## What is needed
Scan the records below for the word "complicated". Copy each line where it appears.
####
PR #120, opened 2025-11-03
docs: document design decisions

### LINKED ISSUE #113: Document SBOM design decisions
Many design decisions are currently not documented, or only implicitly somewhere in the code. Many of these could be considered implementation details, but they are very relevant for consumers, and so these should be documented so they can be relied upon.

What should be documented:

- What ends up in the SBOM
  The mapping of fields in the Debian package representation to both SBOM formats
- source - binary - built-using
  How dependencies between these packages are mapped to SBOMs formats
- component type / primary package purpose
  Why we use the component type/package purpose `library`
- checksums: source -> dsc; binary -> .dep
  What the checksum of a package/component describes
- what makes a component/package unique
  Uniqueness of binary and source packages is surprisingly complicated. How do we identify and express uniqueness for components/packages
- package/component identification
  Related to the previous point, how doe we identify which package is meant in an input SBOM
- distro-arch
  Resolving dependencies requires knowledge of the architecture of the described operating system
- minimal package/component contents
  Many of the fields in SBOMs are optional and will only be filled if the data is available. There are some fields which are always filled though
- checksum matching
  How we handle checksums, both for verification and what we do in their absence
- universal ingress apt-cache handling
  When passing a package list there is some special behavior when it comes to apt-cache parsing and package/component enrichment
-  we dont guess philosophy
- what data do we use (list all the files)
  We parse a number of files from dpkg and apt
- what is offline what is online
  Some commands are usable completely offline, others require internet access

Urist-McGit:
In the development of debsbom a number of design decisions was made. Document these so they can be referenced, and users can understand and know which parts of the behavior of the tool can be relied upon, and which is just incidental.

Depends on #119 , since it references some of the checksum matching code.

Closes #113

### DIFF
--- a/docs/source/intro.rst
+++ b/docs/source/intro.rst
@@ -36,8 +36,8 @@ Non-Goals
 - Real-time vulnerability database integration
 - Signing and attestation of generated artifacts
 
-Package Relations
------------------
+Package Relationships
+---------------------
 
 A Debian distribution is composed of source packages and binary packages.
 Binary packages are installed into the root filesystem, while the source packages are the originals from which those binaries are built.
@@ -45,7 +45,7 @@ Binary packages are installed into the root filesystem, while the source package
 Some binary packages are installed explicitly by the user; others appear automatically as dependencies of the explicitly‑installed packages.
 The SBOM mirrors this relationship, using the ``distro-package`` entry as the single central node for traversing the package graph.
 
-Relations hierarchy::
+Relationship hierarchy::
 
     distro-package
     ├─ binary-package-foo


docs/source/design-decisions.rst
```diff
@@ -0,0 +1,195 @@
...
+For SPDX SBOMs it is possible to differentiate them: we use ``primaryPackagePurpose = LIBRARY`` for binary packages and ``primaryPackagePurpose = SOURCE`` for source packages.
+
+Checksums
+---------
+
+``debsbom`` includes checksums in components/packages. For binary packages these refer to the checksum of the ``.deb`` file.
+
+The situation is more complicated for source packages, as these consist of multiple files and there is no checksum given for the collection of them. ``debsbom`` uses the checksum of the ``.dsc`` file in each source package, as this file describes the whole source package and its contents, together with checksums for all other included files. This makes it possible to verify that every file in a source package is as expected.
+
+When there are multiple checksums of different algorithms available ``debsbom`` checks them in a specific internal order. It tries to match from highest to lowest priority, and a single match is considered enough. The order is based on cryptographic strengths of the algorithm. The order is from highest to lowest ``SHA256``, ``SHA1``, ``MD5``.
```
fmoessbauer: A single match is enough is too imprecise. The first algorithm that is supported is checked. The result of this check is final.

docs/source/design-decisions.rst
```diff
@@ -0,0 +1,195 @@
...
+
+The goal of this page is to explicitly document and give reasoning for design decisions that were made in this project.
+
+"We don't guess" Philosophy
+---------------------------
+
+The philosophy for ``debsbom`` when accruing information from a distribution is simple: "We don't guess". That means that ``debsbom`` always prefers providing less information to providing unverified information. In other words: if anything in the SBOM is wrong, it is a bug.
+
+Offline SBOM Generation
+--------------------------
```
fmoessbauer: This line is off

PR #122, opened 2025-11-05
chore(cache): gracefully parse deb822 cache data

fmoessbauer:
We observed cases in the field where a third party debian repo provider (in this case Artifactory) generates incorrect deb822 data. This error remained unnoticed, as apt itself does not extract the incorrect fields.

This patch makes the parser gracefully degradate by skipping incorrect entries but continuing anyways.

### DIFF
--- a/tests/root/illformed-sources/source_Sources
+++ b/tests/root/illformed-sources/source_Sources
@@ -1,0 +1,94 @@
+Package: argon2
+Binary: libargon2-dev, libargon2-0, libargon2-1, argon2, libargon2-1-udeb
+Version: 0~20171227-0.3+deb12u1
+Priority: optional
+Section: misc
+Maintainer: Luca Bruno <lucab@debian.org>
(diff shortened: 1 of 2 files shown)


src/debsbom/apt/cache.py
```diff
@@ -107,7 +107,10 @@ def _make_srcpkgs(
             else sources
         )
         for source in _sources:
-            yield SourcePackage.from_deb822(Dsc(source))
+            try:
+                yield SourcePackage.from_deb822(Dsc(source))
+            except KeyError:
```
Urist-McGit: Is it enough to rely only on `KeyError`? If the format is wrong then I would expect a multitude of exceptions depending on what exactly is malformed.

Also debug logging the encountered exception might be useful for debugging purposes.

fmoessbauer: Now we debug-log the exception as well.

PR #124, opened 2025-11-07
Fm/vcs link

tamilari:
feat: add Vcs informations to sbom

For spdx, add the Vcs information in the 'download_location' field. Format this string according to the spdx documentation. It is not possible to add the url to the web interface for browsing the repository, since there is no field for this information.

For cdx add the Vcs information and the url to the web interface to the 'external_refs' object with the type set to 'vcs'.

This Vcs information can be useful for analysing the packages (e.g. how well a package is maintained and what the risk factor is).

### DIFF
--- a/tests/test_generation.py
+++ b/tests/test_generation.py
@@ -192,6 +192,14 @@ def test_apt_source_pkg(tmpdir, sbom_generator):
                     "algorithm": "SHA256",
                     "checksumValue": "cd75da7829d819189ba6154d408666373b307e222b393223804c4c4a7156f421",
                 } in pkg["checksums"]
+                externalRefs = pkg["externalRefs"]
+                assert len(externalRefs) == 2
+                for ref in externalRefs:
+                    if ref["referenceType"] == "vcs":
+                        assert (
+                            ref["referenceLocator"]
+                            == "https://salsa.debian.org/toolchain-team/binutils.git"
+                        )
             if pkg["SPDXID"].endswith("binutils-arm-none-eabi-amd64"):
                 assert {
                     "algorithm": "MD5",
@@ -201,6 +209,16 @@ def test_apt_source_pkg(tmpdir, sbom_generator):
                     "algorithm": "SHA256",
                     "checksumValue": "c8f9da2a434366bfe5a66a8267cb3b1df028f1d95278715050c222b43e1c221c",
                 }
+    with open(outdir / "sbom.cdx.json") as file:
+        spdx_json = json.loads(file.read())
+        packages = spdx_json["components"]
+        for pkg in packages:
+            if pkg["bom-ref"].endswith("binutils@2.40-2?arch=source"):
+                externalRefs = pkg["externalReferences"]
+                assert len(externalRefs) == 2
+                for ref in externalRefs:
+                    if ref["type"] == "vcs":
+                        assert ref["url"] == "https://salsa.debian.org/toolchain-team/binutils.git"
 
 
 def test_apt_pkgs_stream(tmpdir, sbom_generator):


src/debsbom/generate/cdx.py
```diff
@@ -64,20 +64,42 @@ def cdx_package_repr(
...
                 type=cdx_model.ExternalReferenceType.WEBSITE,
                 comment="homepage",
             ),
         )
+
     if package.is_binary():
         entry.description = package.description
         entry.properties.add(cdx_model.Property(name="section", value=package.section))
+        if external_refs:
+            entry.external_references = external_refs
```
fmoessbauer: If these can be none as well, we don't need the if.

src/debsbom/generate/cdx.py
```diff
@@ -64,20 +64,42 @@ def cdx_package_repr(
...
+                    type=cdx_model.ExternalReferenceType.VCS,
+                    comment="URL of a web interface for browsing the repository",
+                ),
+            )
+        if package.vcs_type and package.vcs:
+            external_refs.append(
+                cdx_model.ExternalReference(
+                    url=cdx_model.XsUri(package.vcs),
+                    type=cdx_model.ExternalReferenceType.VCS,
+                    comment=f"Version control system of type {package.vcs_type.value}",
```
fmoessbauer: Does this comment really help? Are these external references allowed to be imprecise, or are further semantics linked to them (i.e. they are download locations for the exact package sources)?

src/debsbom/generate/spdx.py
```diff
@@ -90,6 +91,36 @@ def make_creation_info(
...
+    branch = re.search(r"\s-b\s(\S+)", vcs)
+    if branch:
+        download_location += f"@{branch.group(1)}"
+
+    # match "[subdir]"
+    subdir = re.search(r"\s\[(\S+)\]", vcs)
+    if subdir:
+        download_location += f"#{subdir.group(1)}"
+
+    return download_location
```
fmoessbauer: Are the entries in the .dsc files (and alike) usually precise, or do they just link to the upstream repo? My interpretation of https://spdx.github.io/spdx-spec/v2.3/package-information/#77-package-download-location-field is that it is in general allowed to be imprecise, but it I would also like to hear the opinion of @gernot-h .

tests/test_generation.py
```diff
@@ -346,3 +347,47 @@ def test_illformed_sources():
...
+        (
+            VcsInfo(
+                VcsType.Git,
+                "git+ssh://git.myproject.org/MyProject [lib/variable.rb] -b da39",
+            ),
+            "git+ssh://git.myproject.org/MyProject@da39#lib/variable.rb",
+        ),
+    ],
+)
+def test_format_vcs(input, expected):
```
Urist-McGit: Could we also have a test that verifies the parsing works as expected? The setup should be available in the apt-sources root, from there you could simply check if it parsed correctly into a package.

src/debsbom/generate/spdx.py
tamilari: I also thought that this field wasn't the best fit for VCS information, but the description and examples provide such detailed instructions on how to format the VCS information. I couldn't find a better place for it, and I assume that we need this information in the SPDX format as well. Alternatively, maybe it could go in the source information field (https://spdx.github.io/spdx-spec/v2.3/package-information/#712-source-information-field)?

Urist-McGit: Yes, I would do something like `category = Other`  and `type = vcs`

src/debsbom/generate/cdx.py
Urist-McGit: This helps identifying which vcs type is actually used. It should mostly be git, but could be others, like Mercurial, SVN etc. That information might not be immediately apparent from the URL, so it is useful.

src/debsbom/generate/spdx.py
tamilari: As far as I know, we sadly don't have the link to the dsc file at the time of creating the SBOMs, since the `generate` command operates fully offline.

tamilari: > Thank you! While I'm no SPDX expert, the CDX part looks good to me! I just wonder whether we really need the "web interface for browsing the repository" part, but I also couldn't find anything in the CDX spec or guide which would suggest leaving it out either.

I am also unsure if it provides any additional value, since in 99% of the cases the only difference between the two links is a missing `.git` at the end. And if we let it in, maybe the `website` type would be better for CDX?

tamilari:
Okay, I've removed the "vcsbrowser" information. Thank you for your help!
####
## Output of the task
  Uniqueness of binary and source packages is surprisingly complicated. How do we identify and express uniqueness for components/packages
+The situation is more complicated for source packages, as these consist of multiple files and there is no checksum given for the collection of them. ``debsbom`` uses the checksum of the ``.dsc`` file in each source package, as this file describes the whole source package and its contents, together with checksums for all other included files. This makes it possible to verify that every file in a source package is as expected.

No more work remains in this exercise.